Formulations which may be used include those suitable for oral, rectal, vaginal, or parenteral (including subcutaneous, intramuscular and intravenous) administration.
As eicosapentaenoic acid itself is a liquid and tends to be unpalatable, it is preferably administered per orally in a capsule, for example one of soft gelatin, so that the eicosapentaenoic acid is not tasted. The capsule would generally be of a size to permit the required dose of eicosapentaenoic acid to be administrable in one, two or three capsules at each dose taking and so a capsule would be generally about 0.5 ml in size. Another way of disguising the taste of the acid is to formulate it as an emulsion to be taken orally. The acid could also be formulated to be spontaneously emulsifiable on being taken orally or on being diluted before administration.An emulsion could also be of the multiple type; e.g. the acid could be made into an oil-in-water emulsion with a pharmaceutically acceptable surface active agent and then this emulsion could be emulsified in another oil, e.g. arachis oil. Alternatively, the acid could be similarly formulated into a water-in-oil emulsion and then this emulsion itself emulsified in water. The various types of emulsion could be presented as an oral gel or as a stiff emulsion, such as an emulsion margarine. Other methods of disguising the taste are to absorb the acid onto a carrier or carriers such as kaolin, chalk, calcium phosphate, calcium sulphate, starch, a micro-crystalline cellulose, or methyl or other modified cellulose. The resulting powder could be sold as such or flavoured, and perhaps made into tablets or capsules, each tablet or capsule containing, for example, about 0.5 g of eicosapentaenoic acid as such or in the form of a solid derivative. Tablets could be film or sugar-coated.
As for the salts, e.g. the sodium or potassium salts, these also tend to be unpalatable and tablets containing them, and representing for example 0.5 g of acid, should preferably be coated e.g. by film or sugar. Other methods of oral administration, e.g. cachet or lozenge, may also be used in appropriate circumstances. The esters or amides may be formulated as for the acid or the salts, depending on whether they are liquid or solid, respectively.

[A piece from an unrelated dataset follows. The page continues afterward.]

PR #1049, opened 2025-07-07
bug: Fix Otel output for ProposedBlock

### LINKED ISSUE #793: OTel stats are incorrect for block output notes
Ah yeah nice catch. It looks like the `block` variant is incorrect now.

`ProposedBlock::output_note_batches` should be used there it seems, though the naming is a bit confusing :)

If desired an oral formulation can be presented as a sustained release formulation, for example as beads or micro-capsules in a capsule.
A formulation for intramuscular administration could be in the form of an emulsion. A formulation for intravenous injection could be in the form of a mixture that would spontaneously emulsify upon injection.

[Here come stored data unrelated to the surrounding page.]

PR #1051, opened 2025-07-07
feat(ntx): load account state from store

Mirko-von-Leipzig:
This PR implements loading account state from the store whenever the network account receives inflight state as suggested by https://github.com/0xMiden/miden-node/pull/1039#discussion_r2189137207.

In addition, this PR also slightly alters how account state is pruned by replacing checking on each removal to checking as part of the natural iteration through the accounts during the selection process. This delays the pruning of empty accounts (which has little to no impact) but has the benefit of being located in exactly one spot.

----------------------------------

### Improvements

This has a rather nice improvement of letting us store `Account` instead of delta's, and also removes the need for ntx building to reach out to the store.

The downside is that this adds async and possible errors into state management. In general this makes reasoning about effects a bit more difficult.

Currently, we will crash if the store request fails. Which is inline with the gRPC stream syncing, however this does make me think about more robust ways of handling this in the future. I wonder if we wouldn't be better served mimic'ing the accounts on chain behaviour - that is, making them independent agents of sorts aka have each account be its own actor task. They could then fail individually without killing the rest, and could (in-theory) be revived at some point in the future.

### DIFF
--- a/crates/ntx-builder/src/state/account.rs
+++ b/crates/ntx-builder/src/state/account.rs
@@ -25,7 +25,7 @@ pub struct AccountState {
 
 impl AccountState {
     /// Creates a new account state using the given value as the committed state.
-    pub fn committed(account: Account) -> Self {
+    pub fn from_committed_account(account: Account) -> Self {
         Self {
             committed: Some(account),
             inflight: VecDeque::default(),
@@ -35,7 +35,7 @@ impl AccountState {
     }
 
     /// Creates a new account state where the creating transaction is still inflight.
-    pub fn uncommitted(account: Account) -> Self {
+    pub fn from_uncommitted_account(account: Account) -> Self {
         Self {
             inflight: VecDeque::from([account]),
             committed: None,
@@ -46,7 +46,7 @@ impl AccountState {
 
     /// Appends a delta to the set of inflight account updates.
     pub fn add_delta(&mut self, delta: &AccountDelta) {
-        let mut state = self.account();
+        let mut state = self.latest_account();
         state
             .apply_delta(delta)
             .expect("network account delta should apply since it was accepted by the mempool");
@@ -137,7 +137,7 @@ impl AccountState {
     }
 
     /// Returns the latest inflight account state.
-    pub fn account(&self) -> Account {
+    pub fn latest_account(&self) -> Account {
         self.inflight
             .back()
             .or(self.committed.as_ref())
--- a/crates/ntx-builder/src/state/mod.rs
+++ b/crates/ntx-builder/src/state/mod.rs
@@ -81,7 +81,7 @@ impl State {
             let prefix = note.account_prefix();
 
             // Ignore notes which don't target an existing account.
-            let Some(account) = state.account_or_load(prefix).await? else {
+            let Some(account) = state.fetch_account(prefix).await? else {
                 continue;
             };
             account.add_note(note);
@@ -139,7 +139,7 @@ impl State {
 
             self.in_progress.insert(candidate);
             return TransactionCandidate {
-                account: account.account(),
+                account: account.latest_account(),
                 _notes: notes,
             }
             .into();
@@ -186,6 +186,10 @@ impl State {
     ///
     /// Note that this will include our own network transactions as well as user submitted
     /// transactions.
+    ///
+    /// This updates the state of network accounts affected by this transaction. Account state
+    /// may be loaded from the store if it isn't already known locally. This would be the case if
+    /// the network account has no inflight state changes.
     async fn add_transaction(
         &mut self,
         id: TransactionId,
@@ -206,12 +210,12 @@ impl State {
             let prefix = update.prefix();
             match update {
                 NetworkAccountUpdate::New(account) => {
-                    let account_state = AccountState::uncommitted(account);
+                    let account_state = AccountState::from_uncommitted_account(account);
                     self.accounts.insert(prefix, account_state);
                     self.queue.push_back(prefix);
                 },
                 NetworkAccountUpdate::Delta(account_delta) => {
-                    self.account_or_load(prefix)
+                    self.fetch_account(prefix)
                         .await
                         .context("failed to load account")?
                         .context("account with delta not found")?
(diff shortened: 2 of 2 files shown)


crates/ntx-builder/src/state/mod.rs
```diff
@@ -148,36 +178,60 @@ impl State {
...
             self.nullifier_idx.insert(note.nullifier(), note.account_prefix());
-            self.account_or_default(note.account_prefix()).add_note(note);
+            // Skip notes which target a non-existent network account.
+            if let Some(account) = self
+                .account_or_load(note.account_prefix())
+                .await
+                .context("failed to load account")?
+            {
+                account.add_note(note);
+            }
```
Mirko-von-Leipzig: This could be an issue if many notes get created for accounts that don't exist. We probably need a blocklist which prevents re-querying the store for the same non-existent account.

crates/ntx-builder/src/store.rs
```diff
@@ -133,7 +133,7 @@ impl StoreClient {
         Ok(all_notes)
     }
 
-    #[instrument(target = COMPONENT, name = "store.client.get_network_account", skip_all, err)]
+    #[instrument(target = COMPONENT, name = "store.client.get_network_account_by_tag", skip_all, err)]
     pub async fn get_network_account_by_tag(
```
bobbinth: Do we actually need to keep this endpoint? The tag could be converted to prefix by the caller, and then we could just use the new `get_network_account()` endpoint.

crates/ntx-builder/src/state/account.rs
```diff
@@ -20,29 +24,59 @@ pub struct AccountState {
 }
 
 impl AccountState {
+    /// Creates a new account state using the given value as the committed state.
+    pub fn committed(account: Account) -> Self {
```
bobbinth: nit (feel free to ignore): I would maybe rename this to `from_committed_account()`. And the same comment for the `uncommitted()` constructor.

crates/ntx-builder/src/state/account.rs
```diff
@@ -105,39 +136,22 @@ impl AccountState {
         self.available_notes.values()
     }
 
-    pub fn deltas(&self) -> &VecDeque<NetworkAccountUpdate> {
-        &self.deltas
+    /// Returns the latest inflight account state.
+    pub fn account(&self) -> Account {
```
bobbinth: nit (feel free to ignore): maybe this could be `latest_state()`?

crates/ntx-builder/src/builder/mod.rs
```diff
@@ -145,22 +147,20 @@ impl NetworkTransactionBuilder {
...
                         continue;
                     };
-                    let account = candidate.reference;
 
                     let task_id = inflight.spawn(async move {
-                        // TODO:
-                        //
-                        // 1. Fetch account from store.
-                        // 2. The rest of the owl.
+                        // TODO: Run the actual tx.
```
bobbinth, line 152: What needs to be done here?

crates/ntx-builder/src/state/mod.rs
```diff
@@ -242,30 +282,51 @@ impl State {
...
-    /// Removes the account from tracking under the assumption that it is empty.
-    fn remove_account(&mut self, prefix: NetworkAccountPrefix) {
-        // We don't need to prune the inflight transactions because if the account is empty, then it
-        // would have no inflight txs.
-        self.accounts.remove(&prefix);
-        self.queue.retain(|x| x != &prefix);
+    /// Returns the current inflight account, loading it from the store if it isn't present locally.
+    ///
+    /// Returns `None` if the account is unknown.
+    async fn account_or_load(
```
bobbinth: nit (feel free to ignore): maybe use something like `fetch_account()`? I'm really into using action verbs for method/function names :)

crates/ntx-builder/src/state/mod.rs
```diff
@@ -148,36 +178,60 @@ impl State {
...
+
+        Ok(())
     }
 
     /// Handles a [`MempoolEvent::TransactionAdded`] event.
     ///
     /// Note that this will include our own network transactions as well as user submitted
     /// transactions.
-    fn add_transaction(
+    async fn add_transaction(
```
bobbinth, line 193: I would update the doc comments to describe a bit more what happens in this method (e.g., that we may reach out to the store).

crates/ntx-builder/src/store.rs
Mirko-von-Leipzig: We can; I guess I considered this dead code to be removed with the rest of the old impl so I took the shortest route.

crates/ntx-builder/src/builder/mod.rs
Mirko-von-Leipzig: This will be a separate PR, but essentially just taking the `CadidateTransaction`, adding the additional context required to execute, prove and submit the tx, and then spawn that task.

crates/ntx-builder/src/state/mod.rs
Mirko-von-Leipzig: I was inspired by the `Map::get_or_insert` style names; I'll try out your suggestion

crates/ntx-builder/src/state/mod.rs
```diff
@@ -59,17 +59,35 @@ pub struct State {
...
+        let mut state = Self {
+            store,
+            accounts: HashMap::default(),
+            queue: VecDeque::default(),
+            in_progress: HashSet::default(),
+            inflight_txs: BTreeMap::default(),
+            nullifier_idx: BTreeMap::default(),
+        };
+
+        let notes = state.store.get_unconsumed_network_notes().await?;
```
drahnr, line 79: Do we want to pull in the `store` in here rather than keeping it external? The benefit seems to be small, at least so far. Or do we intend to use it some more in the future?

Mirko-von-Leipzig: The main use is actually in the `fetch_account` a bit later. As a summary:

- We can download all unconsumed network notes, but
- we don't want to download all network accounts if they have no notes

So when we receive notes for an account that we don't have locally, then we have to reach out to the store to download it. There are some extra complications with this, and in the future we also want some form of lazy loading, so the ultimate design isn't entirely clear.

#1056 might also be of interest.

For rectal administration the acid or derivative could be formulated into a suppository in a triglyceride base, e.g. cocoa butter, a Witepsol or Suppocire or placed in a soft gelatin suppository capsule.

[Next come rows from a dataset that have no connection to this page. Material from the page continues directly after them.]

PR #1054, opened 2025-07-08
Add OnFailure impl and add to RPC trace layer

### LINKED ISSUE #1050: Endpoints return HTTP 200 responses to HTTP GET requests but also log error event
### Version

v0.10.0

### Other packages versions

_No response_

### What happened?

```
curl -vsS https://rpc.devnet.miden.io/
```

Will result in HTTP 200 response. But the backend will log `response failed` error.

This is probably intended behaviour and something we can't change. But I'm wondering if there is a way we can capture a specific HTTP request in middleware and short circuit the typical pathway that results in `response failed`.

We have loadbalancers that send various HTTP requests to the gRPC endpoints. It would be ideal to facilitate these while also not logging error. 

```
curl -vsS https://rpc.devnet.miden.io/
```

### Relevant log output

```shell
`response failed`
```

sergerad:
## Context

Closes #1050.

AWS load balancers hit our RPC server with a request expecting gRPC status code 12. This occurs as expected. But our stack also logs an error event when this happens because of the way the tracing crate's `DefaultOnFailure` type implements the `OnFailure` trait.

This means our dashboards are muddied with constant (30s interval healthcheck) error events.

## Changes

- Add an `OnFailure` struct which implements tracing crate's `OnFailure` trait.
    - Logs DEBUG events for gRPC status code 12 situations.
- Integrate the `OnFailure` struct to the RPC server tracing layer.

### DIFF
--- a/crates/utils/src/tracing/grpc.rs
+++ b/crates/utils/src/tracing/grpc.rs
@@ -1,3 +1,31 @@
+use std::{fmt::Display, time::Duration};
+
+/// A [`tower_http::trace::OnFailure`] implementation which creates events of level dependant on the
+/// failure classification.
+#[derive(Clone)]
+pub struct OnFailure {}
+
+impl<F: Display> tower_http::trace::OnFailure<F> for OnFailure {
+    fn on_failure(&mut self, failure_class: F, latency: Duration, _span: &tracing::Span) {
+        let latency = format!("{} ms", latency.as_millis());
+        if failure_class.to_string().as_str() == "Code: 12" {
+            // Unimplemented failure classifications occur for example when
+            // external load balancers send healthchecks (expecting status code 12).
+            tracing::debug!(
+                classification = %failure_class,
+                latency = %latency,
+                "unimplemented"
+            );
+        } else {
+            tracing::error!(
+                classification = %failure_class,
+                latency = %latency,
+                "response failed"
+            );
+        }
+    }
+}
+
 /// Creates a [`tracing::Span`] based on RPC service and method name.
 macro_rules! rpc_span {
     ($service:literal, $method:literal) => {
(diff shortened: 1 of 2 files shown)


crates/utils/src/tracing/grpc.rs
```diff
@@ -1,3 +1,31 @@
...
+/// failure classification.
+#[derive(Clone)]
+pub struct OnFailure {}
+
+impl<F: Display> tower_http::trace::OnFailure<F> for OnFailure {
+    fn on_failure(&mut self, failure_class: F, latency: Duration, _span: &tracing::Span) {
+        let latency = format!("{} ms", latency.as_millis());
+        if failure_class.to_string().as_str() == "Code: 12" {
+            // Unimplemented failure classifications occur for example when
+            // external load balancers send healthchecks (expecting status code 12).
```
Mirko-von-Leipzig, line 13: Are you saying the load-balancer expects to receive an error as part of its health check?

Mirko-von-Leipzig: Ah I see [here](https://docs.aws.amazon.com/elasticloadbalancing/latest/application/target-group-health-checks.html). Should we not be changing these from the AWS defaults instead?

So that it hits a gRPC method that exists, and we change the code to `0` or whatever gRPC indicates as success?

Mirko-von-Leipzig: The default for gRPC is `/AWS.ALB/healthcheck` which of course fails with error code 12 because it is indeed unimplemented.

Should we change that to `/rpc.Api/Status` (or whatever that is), and then fix the code as well?

sergerad: Ah thanks I didn't have the full path correct. Hopefully that works. Let you know ASAP

Mirko-von-Leipzig: Does make me wonder if we shouldn't reformat the gRPC schema so that it becomes `/miden.Rpc` or something in that style

sergerad: That fixed it thanks. Will close this.

sergerad:
Path used in infra configuration wasn't correct. @Mirko-von-Leipzig mentioned the correct one: `/rpc.Api/Status` 🙏 

This is not required.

The formulations may conveniently be presented in unit dosage form and may be prepared by any of the methods well known in the art of pharmacy. All methods include the step of bringing into association the active compound with the carrier which constitutes one or more accessory ingredients. In general the formulations are prepared by uniformly and intimately bringing into association the active compound with liquid carriers or finely divided solid carriers or both, and then, if necessary, shaping the product into the desired formulation. In the present specification and claims the term "carrier" includes one which is suitable for administration to a recipient and substantially encloses the active compound e.g. the body of a capsule or the coating on a coated tablet.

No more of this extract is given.